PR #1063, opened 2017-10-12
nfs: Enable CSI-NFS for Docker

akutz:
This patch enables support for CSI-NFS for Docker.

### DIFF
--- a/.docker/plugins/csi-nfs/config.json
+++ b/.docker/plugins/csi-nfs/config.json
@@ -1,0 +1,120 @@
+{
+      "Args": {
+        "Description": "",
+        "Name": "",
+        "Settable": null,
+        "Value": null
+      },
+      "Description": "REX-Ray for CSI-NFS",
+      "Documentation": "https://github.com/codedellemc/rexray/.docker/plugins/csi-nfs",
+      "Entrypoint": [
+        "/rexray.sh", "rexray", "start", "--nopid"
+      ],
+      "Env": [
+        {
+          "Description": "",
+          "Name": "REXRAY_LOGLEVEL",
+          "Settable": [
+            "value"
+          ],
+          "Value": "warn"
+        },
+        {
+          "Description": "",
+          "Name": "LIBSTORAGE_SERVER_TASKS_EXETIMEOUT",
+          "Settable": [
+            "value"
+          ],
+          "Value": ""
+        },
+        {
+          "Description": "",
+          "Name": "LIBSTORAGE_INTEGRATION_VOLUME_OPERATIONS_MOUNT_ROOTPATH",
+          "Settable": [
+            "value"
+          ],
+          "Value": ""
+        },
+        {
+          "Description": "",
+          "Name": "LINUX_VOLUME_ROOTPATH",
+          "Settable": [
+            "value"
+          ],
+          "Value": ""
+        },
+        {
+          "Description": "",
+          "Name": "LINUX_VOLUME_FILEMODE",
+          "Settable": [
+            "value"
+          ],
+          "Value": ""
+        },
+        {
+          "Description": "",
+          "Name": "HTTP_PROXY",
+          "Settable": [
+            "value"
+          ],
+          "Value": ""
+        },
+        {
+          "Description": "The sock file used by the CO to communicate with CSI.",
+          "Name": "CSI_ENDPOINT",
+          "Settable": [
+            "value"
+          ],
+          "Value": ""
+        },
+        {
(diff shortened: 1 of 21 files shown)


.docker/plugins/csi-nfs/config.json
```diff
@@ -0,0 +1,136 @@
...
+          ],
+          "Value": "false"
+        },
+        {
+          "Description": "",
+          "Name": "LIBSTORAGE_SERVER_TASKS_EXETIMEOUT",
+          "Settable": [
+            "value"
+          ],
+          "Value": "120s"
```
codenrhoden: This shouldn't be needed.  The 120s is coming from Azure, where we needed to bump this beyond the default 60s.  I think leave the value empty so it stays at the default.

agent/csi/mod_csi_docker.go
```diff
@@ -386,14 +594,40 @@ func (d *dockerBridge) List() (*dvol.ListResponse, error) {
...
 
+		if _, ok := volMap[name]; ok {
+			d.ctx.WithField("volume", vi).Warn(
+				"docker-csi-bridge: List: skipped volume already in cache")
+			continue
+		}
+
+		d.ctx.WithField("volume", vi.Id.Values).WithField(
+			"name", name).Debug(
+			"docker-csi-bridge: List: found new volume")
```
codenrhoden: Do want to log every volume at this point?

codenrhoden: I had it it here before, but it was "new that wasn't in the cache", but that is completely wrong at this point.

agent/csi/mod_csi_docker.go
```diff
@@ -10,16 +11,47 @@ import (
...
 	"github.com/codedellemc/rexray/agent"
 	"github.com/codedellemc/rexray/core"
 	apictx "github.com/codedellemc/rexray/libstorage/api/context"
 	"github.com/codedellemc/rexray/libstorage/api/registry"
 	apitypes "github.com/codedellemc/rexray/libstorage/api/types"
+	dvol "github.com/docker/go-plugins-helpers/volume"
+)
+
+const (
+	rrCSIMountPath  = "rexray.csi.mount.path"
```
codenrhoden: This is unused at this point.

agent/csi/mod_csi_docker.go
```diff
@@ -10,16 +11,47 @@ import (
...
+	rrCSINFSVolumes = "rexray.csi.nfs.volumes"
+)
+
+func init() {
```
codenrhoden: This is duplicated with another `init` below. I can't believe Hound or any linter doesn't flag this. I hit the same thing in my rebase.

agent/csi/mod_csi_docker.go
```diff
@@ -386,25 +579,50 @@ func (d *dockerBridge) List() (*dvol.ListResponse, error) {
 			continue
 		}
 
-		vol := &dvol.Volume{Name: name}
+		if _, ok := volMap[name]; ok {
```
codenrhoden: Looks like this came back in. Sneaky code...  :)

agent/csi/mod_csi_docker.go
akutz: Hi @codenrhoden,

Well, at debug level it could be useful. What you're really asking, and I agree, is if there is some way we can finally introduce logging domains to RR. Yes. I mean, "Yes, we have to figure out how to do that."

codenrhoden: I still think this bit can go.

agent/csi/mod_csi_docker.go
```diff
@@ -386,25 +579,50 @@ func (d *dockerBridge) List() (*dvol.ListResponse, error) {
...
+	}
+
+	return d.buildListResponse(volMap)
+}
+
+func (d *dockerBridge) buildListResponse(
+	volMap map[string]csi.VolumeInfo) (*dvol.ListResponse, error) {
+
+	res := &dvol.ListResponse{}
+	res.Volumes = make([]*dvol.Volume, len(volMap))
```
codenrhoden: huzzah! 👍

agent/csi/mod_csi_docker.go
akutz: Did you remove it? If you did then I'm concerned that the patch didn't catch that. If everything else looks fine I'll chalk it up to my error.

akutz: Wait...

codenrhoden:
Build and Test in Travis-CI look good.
====
# GOAL OF THE EXERCISE:
Retype the data shown above so that each line matches the original.

# EXPECTED ANSWER:
PR #1063, opened 2017-10-12
nfs: Enable CSI-NFS for Docker

akutz:
This patch enables support for CSI-NFS for Docker.

### DIFF
--- a/.docker/plugins/csi-nfs/config.json
+++ b/.docker/plugins/csi-nfs/config.json
@@ -1,0 +1,120 @@
+{
+      "Args": {
+        "Description": "",
+        "Name": "",
+        "Settable": null,
+        "Value": null
+      },
+      "Description": "REX-Ray for CSI-NFS",
+      "Documentation": "https://github.com/codedellemc/rexray/.docker/plugins/csi-nfs",
+      "Entrypoint": [
+        "/rexray.sh", "rexray", "start", "--nopid"
+      ],
+      "Env": [
+        {
+          "Description": "",
+          "Name": "REXRAY_LOGLEVEL",
+          "Settable": [
+            "value"
+          ],
+          "Value": "warn"
+        },
+        {
+          "Description": "",
+          "Name": "LIBSTORAGE_SERVER_TASKS_EXETIMEOUT",
+          "Settable": [
+            "value"
+          ],
+          "Value": ""
+        },
+        {
+          "Description": "",
+          "Name": "LIBSTORAGE_INTEGRATION_VOLUME_OPERATIONS_MOUNT_ROOTPATH",
+          "Settable": [
+            "value"
+          ],
+          "Value": ""
+        },
+        {
+          "Description": "",
+          "Name": "LINUX_VOLUME_ROOTPATH",
+          "Settable": [
+            "value"
+          ],
+          "Value": ""
+        },
+        {
+          "Description": "",
+          "Name": "LINUX_VOLUME_FILEMODE",
+          "Settable": [
+            "value"
+          ],
+          "Value": ""
+        },
+        {
+          "Description": "",
+          "Name": "HTTP_PROXY",
+          "Settable": [
+            "value"
+          ],
+          "Value": ""
+        },
+        {
+          "Description": "The sock file used by the CO to communicate with CSI.",
+          "Name": "CSI_ENDPOINT",
+          "Settable": [
+            "value"
+          ],
+          "Value": ""
+        },
+        {
(diff shortened: 1 of 21 files shown)


.docker/plugins/csi-nfs/config.json
```diff
@@ -0,0 +1,136 @@
...
+          ],
+          "Value": "false"
+        },
+        {
+          "Description": "",
+          "Name": "LIBSTORAGE_SERVER_TASKS_EXETIMEOUT",
+          "Settable": [
+            "value"
+          ],
+          "Value": "120s"
```
codenrhoden: This shouldn't be needed.  The 120s is coming from Azure, where we needed to bump this beyond the default 60s.  I think leave the value empty so it stays at the default.

agent/csi/mod_csi_docker.go
```diff
@@ -386,14 +594,40 @@ func (d *dockerBridge) List() (*dvol.ListResponse, error) {
...
 
+		if _, ok := volMap[name]; ok {
+			d.ctx.WithField("volume", vi).Warn(
+				"docker-csi-bridge: List: skipped volume already in cache")
+			continue
+		}
+
+		d.ctx.WithField("volume", vi.Id.Values).WithField(
+			"name", name).Debug(
+			"docker-csi-bridge: List: found new volume")
```
codenrhoden: Do want to log every volume at this point?

codenrhoden: I had it it here before, but it was "new that wasn't in the cache", but that is completely wrong at this point.

agent/csi/mod_csi_docker.go
```diff
@@ -10,16 +11,47 @@ import (
...
 	"github.com/codedellemc/rexray/agent"
 	"github.com/codedellemc/rexray/core"
 	apictx "github.com/codedellemc/rexray/libstorage/api/context"
 	"github.com/codedellemc/rexray/libstorage/api/registry"
 	apitypes "github.com/codedellemc/rexray/libstorage/api/types"
+	dvol "github.com/docker/go-plugins-helpers/volume"
+)
+
+const (
+	rrCSIMountPath  = "rexray.csi.mount.path"
```
codenrhoden: This is unused at this point.

agent/csi/mod_csi_docker.go
```diff
@@ -10,16 +11,47 @@ import (
...
+	rrCSINFSVolumes = "rexray.csi.nfs.volumes"
+)
+
+func init() {
```
codenrhoden: This is duplicated with another `init` below. I can't believe Hound or any linter doesn't flag this. I hit the same thing in my rebase.

agent/csi/mod_csi_docker.go
```diff
@@ -386,25 +579,50 @@ func (d *dockerBridge) List() (*dvol.ListResponse, error) {
 			continue
 		}
 
-		vol := &dvol.Volume{Name: name}
+		if _, ok := volMap[name]; ok {
```
codenrhoden: Looks like this came back in. Sneaky code...  :)

agent/csi/mod_csi_docker.go
akutz: Hi @codenrhoden,

Well, at debug level it could be useful. What you're really asking, and I agree, is if there is some way we can finally introduce logging domains to RR. Yes. I mean, "Yes, we have to figure out how to do that."

codenrhoden: I still think this bit can go.

agent/csi/mod_csi_docker.go
```diff
@@ -386,25 +579,50 @@ func (d *dockerBridge) List() (*dvol.ListResponse, error) {
...
+	}
+
+	return d.buildListResponse(volMap)
+}
+
+func (d *dockerBridge) buildListResponse(
+	volMap map[string]csi.VolumeInfo) (*dvol.ListResponse, error) {
+
+	res := &dvol.ListResponse{}
+	res.Volumes = make([]*dvol.Volume, len(volMap))
```
codenrhoden: huzzah! 👍

agent/csi/mod_csi_docker.go
akutz: Did you remove it? If you did then I'm concerned that the patch didn't catch that. If everything else looks fine I'll chalk it up to my error.

akutz: Wait...

codenrhoden:
Build and Test in Travis-CI look good.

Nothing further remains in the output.